Полина не собиралась спасать человечество — оно этого не заслуживало. Но она не могла позволила отнять у себя этого внезапно и горячо любимого человека. Робкий, слишком доверчивый, он заставил её не только вспомнить своё прежнее имя, но и ту себя, которое раньше на это имя откликалась. За короткие два дня он пробудил в ней человека… А она стала его ангелом-хранителем, всеми силами пытаясь его защитить, вытащить из самых безнадёжных ситуаций. Потому что он ей был нужен очень-очень.
И вот не уберегла…
Лысый быстро справился с застежками комбинезона и теперь, запустив за пазуху руку, тискал её грудь. Его молчаливый напарник нетерпеливо сопел над ухом, ожидая своей очереди.
— Не надо… я сама, — с притворной покорностью прошептала Полина.
Ей требовалось хотя бы минимум пространства для маневра.
Поверят или нет? Поверили! Лысый убрал руки и отодвинулся.

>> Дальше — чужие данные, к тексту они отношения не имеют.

PR #276, opened 2016-02-06
Schema creation logic

drew-gross:
This will be useful for POST /schemas.


drew-gross:
Already accepted in #267

PR #283, opened 2016-02-07
Implementing GET /config and POST /config support

theill:
Adds support for retrieving global configuration by handling GET requests for `/config`. This will return a JSON payload with an `params` attribute with config.

Furthermore support for doing a POST to /config for updating this value.


Schema.js
```diff
@@ -75,6 +78,7 @@ function classNameIsValid(className) {
     className === '_Session' ||
     className === '_SCHEMA' || //TODO: remove this, as _SCHEMA is not a valid class name for storing Parse Objects.
     className === '_Role' ||
+    className === '_GlobalConfig' ||
```
drew-gross: This shouldn't really go here, as this is the place for the names of classes that the client is allowed to create. `_SCHEMA` is only here for legacy reasons, it should be removed.

global_config.js
```diff
@@ -0,0 +1,35 @@
...
+function handleUpdateGlobalConfig(req) {
+  return rest.update(req.config, req.auth,
+                     '_GlobalConfig', 1, req.body)
+  .then((response) => {
+    return {response: response};
+  });
+}
+
+// Returns a promise for a {response} object.
+function handleGetGlobalConfig(req) {
```
drew-gross: I think master key should be required for config updates.

Schema.js
theill: Hmm, but as I see it it's used by `ExportAdapter` (see https://github.com/theill/parse-server/blob/master/ExportAdapter.js#L63) to filter what collections you're able to query. Is it because I'm going through wrong path?

global_config.js
theill: Right. I've submitted a patch https://github.com/ParsePlatform/parse-server/commit/3b0ab809653dba2b0f47370c563b5cdd8bd0fc5c to my PR

Schema.js
drew-gross: `ExportAdapter` is the legacy user of this class that needs to be fixed before we can remove `_SCHEMA` from the list of valid class names. Take a look at `schemas.js` for how do it without using the `classNameIsValid` function.

spec/ParseGlobalConfig.spec.js
```diff
@@ -0,0 +1,49 @@
+// run test when changing related file using
+// $ TESTING=1 node_modules/jasmine/bin/jasmine.js spec/ParseGlobalConfig.spec.js
```
drew-gross: I think one of our team members is in the middle of making some changes to our testing framework, so this comment is probably going to become out of date soon. Can you remove it? We'll keep instructions for how to run tests in `CONTRIBUTING.md`.

theill: Sure, submitted patch https://github.com/ParsePlatform/parse-server/commit/7733ab96254f936e1988e2309b4df31c2db06ee6

Schema.js
theill: Thanks, I'll take a look. It seems to be `schemas.js` uses `req.config.database.collection` to access a collection which eventually ends up with `classNameIsValid` too but I'll dig a bit deeper tonight.

drew-gross: Looks like you are right. Maybe we need a `database.rawCollection()` function or something like that, to bypass the `classNameIsValid` check.

theill: That will work but then we need one for `update` too because the current `update` also uses `database.collection`

theill: Or I can just do `rawCollection().findAndModify()` on it if that's ok. I'll update my PR with that and wait for your comments.

Schema.js
```diff
@@ -60,6 +60,9 @@ defaultColumns = {
     "expiresAt":      {type:'Date'},
     "createdWith":    {type:'Object'},
   },
+  _GlobalConfig: {
```
drew-gross: This `defaultColumns` object only tracks default columns for collections that contain Parse Objects (thats what `_SCHEMA` isn't in here. So I think config probably shouldn't be here either.

global_config.js
```diff
@@ -0,0 +1,46 @@
...
+
+  return req.config.database.rawCollection('_GlobalConfig')
+    .then(coll => coll.findOneAndUpdate({ _id: 1 }, { $set: req.body }, { returnOriginal: false }))
+    .then(response => {
+      return { response: { params: response.value.params } }
+    })
+    .catch(() => ({
+      status: 404,
+      response: {
+        code: 103,
```
drew-gross: Error 103 is for invalid class names. I think you probably want `Parse.Error.INVALID_KEY_NAME` maybe. There could be a variety of things that cause this request to fail. Maybe we should return specific errors depending on what exactly went wrong.

global_config.js
```diff
@@ -0,0 +1,46 @@
...
+}
+
+function getGlobalConfig(req) {
+  return req.config.database.rawCollection('_GlobalConfig')
+    .then(coll => coll.findOne({'_id': 1}))
+    .then(globalConfig => ({response: { params: globalConfig.params }}))
+    .catch(() => ({
+      status: 404,
+      response: {
+        code: 103,
```
drew-gross: Same as above.

index.js
```diff
@@ -115,6 +115,7 @@ function ParseServer(args) {
   router.merge(require('./installations'));
   router.merge(require('./functions'));
   router.merge(require('./schemas'));
+  router.merge(require('./global_config'));
```
drew-gross: For compatibility with parse.com I think we need to name this route `config`. We'll probably also want to hide this behind an experimental flag until we have PUT and DELETE as well and have checked to make sure the parse dashboard is fully compatible (we didn't do this for the schemas API, but I think we should have). We don't have a fully fleshed out mechanism for enabling experimental features yet, but my suggestion would be to branch based on process.env.PARSE_EXPERIMENTAL_CONFIG_ENABLED or something like that. Totally up to you though :)

drew-gross:
Looking awesome! As soon as this is hidden behind the experimental flag, I can land this. We just don't want to get into a situation where we are shipping a new version on npm that includes in-progress features, like we accidentally did for schemas API :) Thanks for the great work!

index.js
theill: The actual route is handled with `GET /config` and `POST /config` (it's defined in `global_config.js`) but I just haven't been able to call the actual file `config.js` because that one already existed and I didn't want to rename all of that.

With regards to a flag .. shouldn't I not just implement the `PUT` and `DELETE` routes if we want those, then? However I'm not sure how we would like to handle those because as I see it a given Parse instance only contain _one_ config and hence a `DELETE` doesn't really make sense to me. Same goes for `PUT` since this is handled by `POST`.

global_config.js
theill: I've updated with https://github.com/theill/parse-server/commit/bd4546f444232e2fdf014b4809753142f964c4c5 which should use correct error message.

Should we consider an explicit error message for a missing `params` attribute in payload? As I see the current production response from a `GET /config` is to return an object with a `params` attribute. So we really don't want users to `POST /config` without that sub attribute because they wouldn't be able to read it out again anyway, since we explicitly return only the objects `params` attribute in our `GET` method.

index.js
theill: @drew-gross do you still want to me add `PARSE_EXPERIMENTAL_CONFIG_ENABLED` flag handling even though we might not need the `PUT`/`DELETE`?

drew-gross: Whoops, thanks for the clarification about route names. You can check out the network requests from dashboard.parse.com/apps/_/config to see how deleting and modifying config is done. Because of the way browsers/our JS SDK works, the method is passed in a `_method` key in the body of the request, but that is the real method that the server will respond to that one, not the HTTP method.

Once we have an open source dashboard we'll want to verify compatibility using that before we make this non-experimental, so yes I think we should still have the experimental flag.

theill: Ah, good point. I'll make the flag - and I'll update my PR to use `PUT` instead of `POST` too.

theill: ok @drew-gross I've added the experimental flag and updated to `PUT`. I furthermore changed response of it to `result: true` since that's similar to dashboard response.

With regards to testing I setup the config routing in `TESTING=1` mode too .. I guess it makes sense to run tests on experimental features too.

douineauromain:
Hello

So /1/config is now available ?
If now I install parse-server from npm will I have /1/config ?

If yes I think you should update https://parse.com/docs/server/guide#migrating

Thanks

drew-gross:
Config is still experimental. We are doing further testing and will update the docs once we are confident in the implementation and its compatibility with Parse.com.

sghamaty:
Anyone know if this Parse Config addition is included in the 2.0.8 parse-server npm? If not, any ideas when it might get packaged up?

I just pushed 2.0.8 to the Heroku server and still got "Cannot GET /1/config"

Thanks

gfosco:
@sghamaty Did you change PARSE_MOUNT=/1 ?  If not, the proper path is /parse/config by default.

sghamaty:
Yes, my PARSE_MOUNT=/1 . Still not working.

I'll try the default PARSE_MOUNT and see if that fixes it.

drew-gross:
You also need to set PARSE_EXPERIMENTAL_CONFIG_ENABLED=1 environment variable.

sghamaty:
Yes, that did it. Thanks

>You also need to set PARSE_EXPERIMENTAL_CONFIG_ENABLED=1 environment variable.

douineauromain:
Is it possible to do something like
`var api = new ParseServer({
  databaseURI: 'mongodb://localhost:27017/dev',
  [...]
 parseExperimentalConfigEnabled: true
});`
?

gfosco:
@douineauromain It's not, but a PR that added this would be welcomed.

— Вот это правильно. Люблю послушных девочек.
— А иногда мы их и вдвоём любим, на пару, — встрял крепыш-напарник, и они оба довольно зареготали.
Полина начала вытаскивать заправленный в штаны подол майки, постепенно продвигаясь за спину. Лысый жадно облизнулся, его напарник нетерпеливо закряхтел.
…Пальцы нащупали крохотную пистолетную рукоятку, указательный лёг на спусковой крючок. Всё!
Полина резко выдернула из-за спины руку. Лицо лысого вытянулось от изумления, когда он увидел,
Первую пулю она влепила ему в оскаленную пасть.
Голова мерзавца откинулась назад, словно по ней врезали палкой, а Полина уже развернулась к его напарнику. Довольный оскал на лице того сменила гримаса ужаса. Он вытаращил глаза и попытался заслониться рукой от направленного на него ствола. Его широкая лапа была гораздо больше этого пистолета и могла накрыть его целиком, но выпущенную в упор пулю остановить не смогла. Пробив мякоть ладони, та срезала верхушку уха и оцарапала кожу на виске. Миха остался жив и даже не потерял сознание, но, оглохнув от боли и шока, сидел, подвывая, и тупо разглядывал сквозную дырищу в своей руке.
Полина выдернула у него свой автомат, потом столкнула с сиденья эту воющую тушу и ткнула стволом в вытаращенный от боли глаз.
— Помнишь девчонку, которую вы четыре года назад трахнули в перегоне между Площадью и Октябрьской после того, как застрелили её отца?
— А-а, больно, сука! — верещал мерзавец.
Он её даже не слушал.
Полина вдавила ствол в глазное яблоко так, что из-под века выкатилась капля крови. Мерзавец заголосил ещё сильнее, но девушка лишь страшно оскалилась:
— Ей тоже было больно. И она тоже кричала. Отвечай, падаль: помнишь её?!
— Нет! Ничего не помню! — взвыл корчащийся на полу дрезины урод. Между ног у него расплылось мокрое пятно. — Пусти-и-и!